Carbon nitride modified hexagonal boron nitride interface as highly efficient blue LED light-driven photocatalyst

Abstract

Hexagonal boron nitride (BN) nanomaterials that possess an extensive specific surface area, negatively charged properties, high thermal conductivity, and excellent chemical characteristics, have significant advantages for water purification and energy storage. They are typically considered as potential catalysts due to their wide tunable bandgap. Here, carbon nitride (CN) modified BN (CMBN), which facilitated the formation of new CNB bonds, was successfully synthesized using a facile hydrothermal-calcination synthesis strategy.

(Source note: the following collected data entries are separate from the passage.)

PR #5726, opened 2022-03-16
README: Update EOL & Version Skew links

travier:
#### What type of PR is this?

/kind documentation

#### What this PR does / why we need it:

Minor doc update

#### Which issue(s) this PR fixes:

None

#### Does this PR introduce a user-facing change?

N/A

```release-note
NONE
```

PR #5728, opened 2022-03-16
pinns: Pass sysctls as repeated '-s' arguments

travier:
#### What type of PR is this?

/kind cleanup

Use repeated '-s' arguments to pass sysctls keys and values to pinns to replace the serialization in cri-o and parsing in pinns.

To simplify the logic, this allocates an 'argc/2' sized array to store the pointers to the sysctls `k=v` pairs. This array will in most cases be much bigger than what is really needed but this should be safe as argc is limited in size on Linux.

This is a followup fix for https://github.com/cri-o/cri-o/security/advisories/GHSA-6x2m-w449-qwx7.

None

```release-note
None
```

### DIFF
--- a/internal/config/nsmgr/nsmgr.go
+++ b/internal/config/nsmgr/nsmgr.go
@@ -5,7 +5,6 @@ import (
 	"fmt"
 	"os"
 	"path/filepath"
-	"strings"
 	"syscall"
 
 	nspkg "github.com/containernetworking/plugins/pkg/ns"
@@ -87,12 +86,8 @@ func (mgr *NamespaceManager) NewPodNamespaces(cfg *PodNamespacesConfig) ([]Names
 		"-f", pinnedNamespace,
 	}
 
-	if len(cfg.Sysctls) != 0 {
-		pinnsSysctls, err := getSysctlForPinns(cfg.Sysctls)
-		if err != nil {
-			return nil, errors.Wrapf(err, "invalid sysctl")
-		}
-		pinnsArgs = append(pinnsArgs, "-s", pinnsSysctls)
+	for key, value := range cfg.Sysctls {
+		pinnsArgs = append(pinnsArgs, "-s", fmt.Sprintf("%s=%s", key, value))
 	}
 
 	var rootPair idtools.IDPair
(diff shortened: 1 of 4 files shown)


README.md
```diff
@@ -19,15 +19,15 @@ CRI-O follows the Kubernetes release cycles with respect to its minor versions
 (`1.x.0`). Patch releases (`1.x.y`) for CRI-O are not in sync with those from
 Kubernetes, because those are scheduled for each month, whereas CRI-O provides
 them only if necessary. If a Kubernetes release goes [End of
-Life](https://github.com/kubernetes/website/blob/main/content/en/releases/patch-releases.md),
```
saschagrunert, line 22: I guess this change is already part of https://github.com/cri-o/cri-o/pull/5726

internal/config/nsmgr/nsmgr.go
```diff
@@ -88,11 +87,9 @@ func (mgr *NamespaceManager) NewPodNamespaces(cfg *PodNamespacesConfig) ([]Names
 	}
 
 	if len(cfg.Sysctls) != 0 {
-		pinnsSysctls, err := getSysctlForPinns(cfg.Sysctls)
-		if err != nil {
-			return nil, errors.Wrapf(err, "invalid sysctl")
+		for key, value := range cfg.Sysctls {
+			pinnsArgs = append(pinnsArgs, "-s", "%s=%s", key, value)
```
haircommander, line 91: "%s=%s" needs to be wrapped in single quotes, as sysctls can have spaces in them

haircommander:
thanks for opening this @travier !

internal/config/nsmgr/nsmgr.go
travier: Isn't that preserved as we pass each "k=v" as distinct arguments?

haircommander: like `"'%s=%s'"`

internal/config/nsmgr/nsmgr.go
```diff
@@ -88,11 +87,9 @@ func (mgr *NamespaceManager) NewPodNamespaces(cfg *PodNamespacesConfig) ([]Names
 	}
 
 	if len(cfg.Sysctls) != 0 {
```
saschagrunert, line 89: We have no need to check the length if we only `range` over it.

internal/config/nsmgr/nsmgr.go
travier: `/proc/sys/%s` > I had forgotten to format the `%s=%s` string before passing it as an argument, thus the `%s` in the error here.

haircommander:
hm I guess I was wrong and we don't need the quotes

/approve

saschagrunert (approved):
LGTM

PR #8156, opened 2024-05-08
[release-1.29] pinns: write sysctls in correct process when userns

haircommander:
#### What type of PR is this?

/kind bug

Such highly active bonds made the photocatalyst responsive to a wider range of wavelengths (e.g., ultraviolet to visible blue light), while significantly enhancing photocatalytic activity toward the degradation of enrofloxacin (ENFX). A 3-CMBN sample exhibited 39.3 times, and 2.4 times, higher photocatalytic properties than that of pristine BN and CN, respectively. The remarkable response of 5, 5-dimethyl-1-pyrrolidone-N-oxyl (DMPOX) was investigated through electron spin resonance spectroscopy (EPR) with 3-CMBN, which indicated higher oxidability than BN and CN under blue LED irradiation. Reactive species scavenging experiments revealed that the photodegradation of ENFX was dominated by electron holes and O2−. Moreover, the byproducts of ENFX were detected by HPLC-Q-TOF and GC–MS, probable pathways toward these byproducts were deduced, and repeated tests confirmed good stability. These results provided a new strategy to guide the enhanced design of advanced photocatalysts with active chemical bonding species, which can be applied to environmental remediation.